View RL Benchmark Reports
Persian Text Embedding Benchmark
Create demo spaces for models on Hugging Face
Text-To-Speech (TTS) Evaluation using objective metrics.
Request model evaluation on COCO val 2017 dataset
Export Hugging Face models to ONNX
Display leaderboard of language model evaluations
Benchmark AI models by comparison
Search for model performance across languages and benchmarks
Evaluate AI-generated results for accuracy
Find and download models from Hugging Face
Calculate GPU requirements for running LLMs
Multilingual Text Embedding Model Pruner
Ilovehf is a tool designed for viewing and analyzing reinforcement learning (RL) benchmark reports. It provides a platform to evaluate and compare the performance of different RL models, helping users gain insights into their effectiveness and efficiency.

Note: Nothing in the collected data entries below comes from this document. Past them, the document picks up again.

PR #5644, opened 2025-09-23
fix user update during LDAP authentication

nykopol:
## Description
This PR fix an LDAP authentication problem. 
During LDAP authentication, the first phase consist of checking for user existence and binding with his password. 
Ones the binding is correct, the second phase is to update the user in database to reflect the LDAP informations. 

The problem is that the filters applied during the second phase where not the sames as in the first step.
This was leading to impossibly update the user although the LDAP binding was good. 
For exemple it was the case if an other entity with the same name outside the configured scope.

This PR consist of applying the same filters during LDAP binding and user update.  
It also removed a duplicated line in the findUserByUsername function.

## Types of changes

## Checklist

### DIFF
--- a/src/Ldap/LdapManager.php
+++ b/src/Ldap/LdapManager.php
@@ -36,7 +36,6 @@ class LdapManager
 
         $criteria = [$params['usernameAttribute'] => $username];
 
-        $params = $this->config->getUserParameters();
         $filter = $this->buildFilter($criteria);
         $entries = $this->driver->search($params['baseDn'], $filter);
 
@@ -89,7 +88,9 @@ class LdapManager
         $user->setPreferenceValue('ldap_dn', $baseDn);
 
         $params = $this->config->getUserParameters();
-        $entries = $this->driver->search($baseDn, $params['attributesFilter']);
+        $criteria = [$params['usernameAttribute'] => $user->getUserIdentifier()];
+        $filter = $this->buildFilter($criteria);
+        $entries = $this->driver->search($params['baseDn'], $filter);
 
         if ($entries['count'] > 1) {
             throw new LdapDriverException('This search must only return a single user');


kevinpapst:
Can you add more examples, where you explain why you can't work with simply changing your Kimai configuration?
Also please add some LDAP examples, so I understand what problem you are trying to address here.

Many users successfully connect Kimai and LDAP and even though I have limited experience, I know that it usually works with the correct configuration.

nykopol:
My LDAP configuration :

• Real-time Tracking: Access live updates on model performance and benchmark results.
• Customizable Filters: Filter reports based on specific models, datasets, or training parameters.
• Performance Metrics: View detailed metrics such as training time, accuracy, and resource usage.

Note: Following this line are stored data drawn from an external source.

PR #5689, opened 2025-11-10
Fix MariaDB enum type error and missing OpenApi dependency

Fellurion:
## Description
This PR fixes two critical issues that prevent migrations from running successfully after updating to Kimai

1. **ENUM type error:**
```
   Unknown database type enum requested, 
   Doctrine\DBAL\Platforms\MariaDb1010Platform may not support it.
```

2. **Missing class error:**
```
   Class "OpenApi\Processors\Concerns\TypesTrait" not found while loading 
   "Nelmio\ApiDocBundle\RouteDescriber\RouteArgumentDescriber\SymfonyMapQueryParameterDescriber"
```

### 1. Added enum mapping in `doctrine.yaml`
Added `mapping_types` configuration to map MariaDB's `enum` type to Doctrine's `string` type. This is the standard solution for Doctrine's limited MariaDB enum support.

### 2. Added `zircote/swagger-php` dependency
Added explicit dependency on `zircote/swagger-php ^4.0` which is required by `nelmio/api-doc-bundle` 5.0 but was not properly pulled in.

### DIFF
--- a/composer.json
+++ b/composer.json
@@ -80,7 +80,8 @@
         "twig/extra-bundle": "^3.0",
         "twig/inky-extra": "^3.0",
         "twig/intl-extra": "^3.0",
-        "twig/string-extra": "^3.0"
+        "twig/string-extra": "^3.0",
+        "zircote/swagger-php": "^4.0"
     },
     "require-dev": {
         "ext-simplexml": "*",
--- a/composer.lock
+++ b/composer.lock
@@ -4,7 +4,7 @@
         "Read more about it at https://getcomposer.org/doc/01-basic-usage.md#installing-dependencies",
         "This file is @generated automatically"
     ],
-    "content-hash": "0e017e736364638de484ae1799d11b8f",
+    "content-hash": "72e56498e44902f4d95472521e3a6028",
     "packages": [
         {
             "name": "azuyalabs/yasumi",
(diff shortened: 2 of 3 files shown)


Fellurion:
I fixed these errors that occurred when I tried to update to the new version. 
The errors appeared during both the Kimai update process and when running composer install command from the doku
 i use MariaDB with version 10.11.8 and php 8.4.

kevinpapst:
Thanks 👍 

The composer package issue might have been caused by the upstream API doc package. There was a bugfix release that mentioned this trait.

Can you try to update to the latest release and see if it works without your changes?

Also: there is no ENUM used in the Doctrine/Entity part of Kimai. Are you running custom plugins?

Fellurion:
> Thanks 👍
> 
> The composer package issue might have been caused by the upstream API doc package. There was a bugfix release that mentioned this trait.
> 
> Can you try to update to the latest release and see if it works without your changes?
> 
> Also: there is no ENUM used in the Doctrine/Entity part of Kimai. Are you running custom plugins?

• Visualizations: Interactive charts and graphs to simplify data interpretation.
What is Ilovehf used for?
Ilovehf is used for analyzing and comparing reinforcement learning model performance through detailed benchmark reports.
How do I access Ilovehf?
You can access Ilovehf by visiting its official website or integrating it into your existing workflow.
Can I customize the benchmark reports?
Yes, Ilovehf allows you to customize reports using filters to focus on specific models, datasets, or training parameters.